Kashou appeared on the hit TV show “Operation Runway” competing against designers from around the world.
He has created fashion designs for Queen Rania of Jordan and reality TV star Kim Kardashian.
“It starts with my parents, a father who was a self-made businessman who wore many different hats and who taught me to jump with courage and take risks,” Kashou said.
“And I had a wonderful mother who supported me from a young age, who passed down fabrics to me during my parents’ travels. I was able to join her and the local seamstress to design her friends’ looks.
Kashou said he was inspired to succeed because of his childhood environment, in Ramallah under Israeli military occupation.

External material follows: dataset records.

PR #2985, opened 2018-01-12
Working on #2972 Template conversion to Twig Format (breadcrumb)

chack1172:


inc/functions.php
```diff
@@ -4233,69 +4233,32 @@ function fix_mktime($format, $year)
...
-	}
-
-	eval("\$activebit = \"".$templates->get("nav_bit_active")."\";");
-	eval("\$donenav = \"".$templates->get("nav")."\";");
-
-	return $donenav;
+	return \MyBB\template('partials/breadcrumb.twig', [
+		'navbits' => $navbits,
+		'multipage' => $multipage,
+		'theme' => $theme
```
euantorano: You shouldn't need to pass in `theme` here. It's provided by the [`ThemeExtension`](https://github.com/mybb/mybb/blob/develop/1.9/inc/src/Twig/Extensions/ThemeExtension.php).

PaulBender:
Twig function is probably the best.

PR #2987, opened 2018-01-14
Announcements — For #2972

WildcardSearch:
`announcements.php` Twig conversion for #2972

### DIFF
--- a/inc/views/base/announcements/announcements.twig
+++ b/inc/views/base/announcements/announcements.twig
@@ -1,0 +1,30 @@
+{% extends 'layouts/master.twig' %}
+
+{% block head %}
+    <title>{{ mybb.settings.bbname }} - {{ lang.forum_announcement }}</title>
+{% endblock head %}
+
+{% block body %}
+
+<table border="0" cellspacing="{{theme.borderwidth}}" cellpadding="{{theme.tablespace}}" class="tborder tfixed clear no_bottom_border">
+	<tr>
+		<td class="thead">
+			<strong>{{lang.forum_announcement}}</strong>
+		</td>
+	</tr>
+	<tr>
+		<td id="posts_container">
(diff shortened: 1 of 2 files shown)


inc/views/base/announcements/announcements.twig
```diff
@@ -0,0 +1,30 @@
+{% extends 'layouts/master.twig' %}
+
+{% block head %}
+    <title>{{ mybb.settings.bbname }} - {{ lang.forum_announcement }}</title>
+{% endblock head %}
+
+{% block body %}
+
+<table border="0" cellspacing="{{theme.borderwidth}}" cellpadding="{{theme.tablespace}}" class="tborder tfixed clear no_bottom_border">
```
euantorano: Very small nitpick, but pesonally I like to have a space between the `{{` and the variable name 😄

WildcardSearch:
Done @euantorano

euantorano:
One more small thing @WildcardSearch. This line uses `htmlspecialchars_uni`: https://github.com/WildcardSearch/mybb/blob/9cf50b02a6eb56a5cf02fde0357e6114e3c7ac4c/announcements.php#L99

This will lead to the subject being escaped twice and displaying weird characters (Twig automatically escapes). The best approach is to remove the `htmlspecialchars_uni` on that line.

WildcardSearch:
Done @euantorano 

So going forward, remove all `htmlspecialchars_uni()`, correct?

euantorano:
@WildcardSearch Kind of. There are some cases where they may still be needed such as when passing user submitted content (usernames, posts, etc.) into a language variable that has HTML (some language variables have `<br />` and such in them). In that case, you need to still use `htmlspecialchars_uni` as we have to output the language variable with `|raw` (which disable's Twig's escaping).

PR #2988, opened 2018-01-14
Postbit — For #2972

WildcardSearch:
For #2972 

**Main templates:**
- [x] postbit -> removed
- [x] posbit_classic -> `postbit/postbit.twig`

**Sub templates:**
- [x] postbit_groupimage -> removed
- [x] postbit_userstar -> removed
- [x] postbit_online -> removed
- [x] postbit_away -> removed
- [x] postbit_offline -> removed
- [x] postbit_avatar -> removed
- [x] postbit_find -> removed
- [x] postbit_pm -> removed
- [x] postbit_rep_button -> removed
- [x] postbit_www -> removed
- [x] postbit_email -> removed
- [x] postbit_reputation -> removed
- [x] postbit_warn -> removed
- [x] postbit_warninglevel -> removed
- [x] postbit_purgespammer -> removed
- [x] postbit_profilefield_multiselect_value -> removed
- [x] postbit_profilefield_multiselect -> removed
- [x] postbit_profilefield -> removed
- [x] postbit_author_user -> removed
- [x] postbit_author_guest -> removed
- [x] postbit_reply_pm -> removed
- [x] postbit_forward_pm -> removed
- [x] postbit_delete_pm -> removed
- [x] postbit_replyall_pm -> removed
- [x] postbit_editedby_editreason -> removed
- [x] postbit_editedby -> removed
- [x] postbit_editreason -> removed
- [x] postbit_edit -> removed
- [x] postbit_quickdelete -> removed
- [x] postbit_quickrestore -> removed
- [x] postbit_inlinecheck -> removed
- [x] postbit_posturl -> removed
- [x] postbit_quote -> removed
- [x] postbit_multiquote -> removed
- [x] postbit_report -> removed
- [x] announcement_edit -> removed
- [x] announcement_quickdelete -> removed
- [x] postbit_iplogged_show -> removed
- [x] postbit_iplogged_hiden -> removed
- [x] postbit_status -> removed
- [x] postbit_signature -> removed
- [x] postbit_icon -> removed
- [x] postbit_deleted -> removed
- [x] postbit_ignored -> removed
- [x] postbit_deleted_member -> removed
- [x] postbit_attachments_thumbnails_thumbnail -> `postbit/postbit_attached_thumbnail`
- [x] postbit_attachments_images_image -> `postbit/postbit_attached_image`
- [x] postbit_attachments_attachment -> `postbit/postbit_attachment`
- [x] postbit_attachments_attachment_unapproved -> removed
- [x] postbit_attachments_thumbnails -> removed
- [x] postbit_attachments_images -> removed
- [x] postbit_attachments -> removed

Suggestions/reviews welcome.


euantorano:
I believe @justinsoltesz and @Eric-Jackson are talking about removing the horizontal postbit (`postbit`), so it's probably not worth translating that one - just do `postbit_classic`, but name it as `postbit` and always render that template. We'll have to remove the option from the user CP options too.

inc/views/base/postbit/postbit.twig
```diff
@@ -0,0 +1,46 @@
...
+		<div class="author_information">
+				<strong><span class="largetext">{{ post.profilelink|raw }}</span></strong> {{ post.onlinestatus|raw }}<br />
+				<span class="smalltext">
+					{{ post.usertitle|raw }}<br />
+					{{ post.userstars|raw }}
+					{{ post.groupimage|raw }}
+				</span>
+		</div>
+		<div class="author_statistics">
+			{{ post.user_details|raw }}
```
euantorano: Might be worth moving the content of the user details tmeplate inline, since the plan is to have one postbit template.

inc/views/base/postbit/postbit.twig
```diff
@@ -0,0 +1,46 @@
...
+			{{ post.iplogged|raw }}
+			<div class="float_right">
+				{{ post.poststatus|raw }}
+			</div>
+		</div>
+		{{ post.input_editreason|raw }}
+	</div>
+	<div class="post_controls">
+		<div class="postbit_buttons author_buttons float_left">
+			{{ post.button_email|raw }}{{ post.button_pm|raw }}{{ post.button_www|raw }}{{ post.button_find|raw }}{{ post.button_rep|raw }}
```
euantorano: Ouch, lots of raws here. We should probably do the conditions in the template and include other templates for each button.

WildcardSearch:
Will do.

justinsoltesz:
Correct, we will only have one postbit style in the 1.9 theme.

inc/views/base/postbit/postbit.twig
justinsoltesz: I don't think there's even a good reason to break out the buttons into separate templates, is there? They will only be used in this template when the postbits are combined.

Having the conditions in the template would be ideal.

WildcardSearch: This is a WIP. I just did that to get me up and displaying correctly on the new template. The next move is to walk back through the included templates and work them out one at a time.

inc/views/base/postbit/postbit.twig
WildcardSearch: Will do.

inc/views/base/postbit/postbit.twig
WildcardSearch: Justin ninja'd me. I was thinking of passing an array of boolean values to Twig and just `if` each button. What do you guys think?

euantorano: That sounds like the best approach to me @WildcardSearch!

WildcardSearch: Yeah, @euantorano, that sounds like a plan.

Trust me, everything I do, I am thinking about how I am going to manipulate these templates in my plugins lol

WildcardSearch:
Update PR with a list of templates to work through before postbit will be converted fully.

justinsoltesz:
Just a general comment after looking at `postbit.twig` -- the logic should be indented to match the HTML syntax. Makes it easier to read.

WildcardSearch:
I'm not sure I understand what you mean, @justinsoltesz

justinsoltesz:
Take a look at how the various `if` statements are indented in this file:

https://github.com/mybb/mybb/blob/develop/1.9/inc/views/base/calendar/calendar.twig

WildcardSearch:
I see what you mean, @justinsoltesz . But in the example you linked, the outputted HTML is not indented correctly, ie.:

https://github.com/mybb/mybb/blob/d398853cdaf789a82c3683290a08a19189a1db2a/inc/views/base/calendar/calendar.twig#L27-L30

The conditional `td` is indented too far.

justinsoltesz:
MyBB's output already isn't indented correctly... I think it's better for the template to be easier to read (and subsequently be easier to edit) than have the outputted page source be indented correctly.

WildcardSearch:
Gotcha. I will do a code cleanup when I get all the work done.

WildcardSearch:
@euantorano and @justinsoltesz, I have things working with the new template system for postbit and code cleaned up as best as I could.

euantorano:
Nice one @WildcardSearch, thanks. I'll have a look and tets of this either this week or at the weekend.

inc/views/base/postbit/postbit.twig
```diff
@@ -0,0 +1,218 @@
...
+			{% if post.isguest %}
+				&nbsp;
+			{% else %}
+				{{ lang.postbit_posts }} {{ post.postnum }}<br />
+				{{ lang.postbit_threads }} {{ post.threadnum }}<br />
+				{{ lang.postbit_joined }} {{ post.userregdate }}
+				{% if post.replink %}
+					<br />{{ lang.postbit_reputation }} {{ post.userreputation|raw }}
+				{% endif %}
+				{% for field in post.profile_fields %}
```
justinsoltesz: Does this result in all of the profile fields being shown in the postbit? I believe these fields are currently 'optional' -- you can add a variable to include them if you want, but they aren't included by default.

(That said, the 1.9 theme concepts don't have _any_ fields in the postbit...)

WildcardSearch: @justinsoltesz the profile fields that are to be displayed are loaded before `build_postbit` is called. In other words, it is a global variable `$profile_fields` that the calling code would define.

justinsoltesz: Sorry, you're right. I didn't realize they were automatically added based on a setting in the ACP in 1.8 (they definitely weren't in a previous version).

WildcardSearch: No problem. I am getting to know this section of code much better than I ever have before. I guess that is another benefit of this conversion as well as some long overdue code cleanup and convention updates.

“Coming from an atmosphere of apartheid and occupation, and many hours of quarantine under military force, I think this is where dreams are sometimes born, in the darkest corners of life,” said Kashou said.
“The dream of becoming a designer was born from the lack of space as a child, growing up among jeeps, soldiers, intimidation, violence and occupation. I think the unconscious choice of creativity and design happened as a way to cope with a difficult reality that I experienced and endured.
Kashou studied design in the United States and started her fashion business producing evening wear.
Manal Saab, CEO of Sorensen Gross Construction Services based in Flint, Michigan, provides recruiting services to a wide range of male-dominated industries, including automotive manufacturing and construction.
“As a businesswoman, the bar needs to be set much higher because unfortunately we live in a world where people see a woman, an immigrant and someone with an accent and ask: what can she bring to the table? Table ? Saab explained.
“In everything I do, I try to build bridges with other people who are like me. »
Muthana said being a woman in a business run by men can be a challenge, adding: “When I walk into a room in this industry, I’m the only woman. I am the only brown person. And I’m definitely the only hijabee.
She said she achieves success by defining her own core values and aligning herself with those who share them.
Samy Kobrosly, co-founder of Snacklins, is the son of Tunisian immigrants who settled in Iowa in the 1980s.
Former radio personality and chef Samy Kobrosly was obsessed with the idea of meatless pork rind after joking with a friend about his inability to have the classic snack given his Muslim upbringing.
After rounds of experimentation, he landed on a simple recipe using yuca, mushrooms, and onions to create a crispy, airy, 100% vegan, plant-based crisp that resembled pork rinds.
“I’m a fan of irony, a Muslim person making a vegan pork rind… that kind of joke only went so far. Everyone laughs about that, but going forward my next job was to provide that opportunity to people I saw who didn’t have that opportunity,” Kobrosly said.
Kobrosly featured his product on an episode of “Shark Tank” and won a $250,000 investment from billionaire Mark Cuban to create vegan, gluten-free, 80-calorie pork rind puffed chips from ingredients simple.
Saab closed the event: “To be truly successful, you have to be very passionate about what you do. If you love what you do, you will never work a day in your life.